IPete2(Posted 2006) [#16]
Wow!

Do you have a link to seige please?


IPete2.


Matty(Posted 2006) [#17]
Ipete2 - I think that is the Dungeon Siege editor, although not having played it I would only be guessing.


spilocke(Posted 2006) [#18]
Yup it's a dungeon seige editor. It's not done in Blitz3d. I was just thinking of the same concept for the editor type.

http://ds.heavengames.com/dl/siege_editor.shtml

http://www.microsoft.com/Games/dungeonsiege/8.asp


Vertigo(Posted 2006) [#19]
Well I suppose the same concept applies with what im making just not on the same scale. Besides my engine will be heavily scripted. One of my biggest concerns is keeping them all organzed. I wont be using a terrain height map, though if one were really inclined you could create one with an exterior editor and import it as a single object. Basically I'll have quite a few of the same features that the siege editor would have. Triggers, events, entities, items, waypoints targets etc. Ive basically given up with the frame rate.. I'll just allow for frame skipping when it starts to choke, and ive tried it on a variety of systems and its not as bad as I had originally thought with all of these single object "map parts". Im ditching lighting.. I cant use light maps as the level will not and can not be a single mesh(id lose all of the attributes) and a few other things, but for the most part it should be alright. Hell I have fun just jumping around in my test level for minutes on end lmao. Trying to incorperate "cartoony" physics is a tad difficult but its working out ok. I'll probably stop posting on this as my work is going rather well and this thread is getting pretty long for no real reason.. I'll post a new one with updates once I have something.. Possibly a beta soon so see if anyone wants to make some test levels and gimme some feed back on how they broke it haha.


Sir Gak(Posted 2006) [#20]
On the issue of the original question about tiling cubes, remember that when you use cubes side by side, even if your human eyes only sees one side, the program is still trying to render the entire mesh. If you create hundreds of cubes, it's working on multiplied-hundreds of mesh surfaces. Even with backface culling, there's still lots more surfaces being rendered than just the ones you see onscreen.

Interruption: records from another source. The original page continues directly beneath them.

PR #7214, opened 2022-04-19
Added waiter for set-public-access action before modifying instance.

Kiranmoka:
set-public-access is getting failed if RDS is not in available state, so added waiter to check RDS instance is available and then apply modification.


Kiranmoka:
Missing ID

(tu) sinu(Posted 2006) [#21]
The way i do it is, first set the number of tiles you will use ie 32*32 then when placing them in the editor have them as seperate surfaces but then create clusters of meshes from the 32*32 tile in game so instead of having 32*32 tiles you will have created clusters of 4+ tiles so onscreen you may only have 2 clusters at most which cuts down on the surfaces
If the cam is static with rotation don't even have backs on the tiles.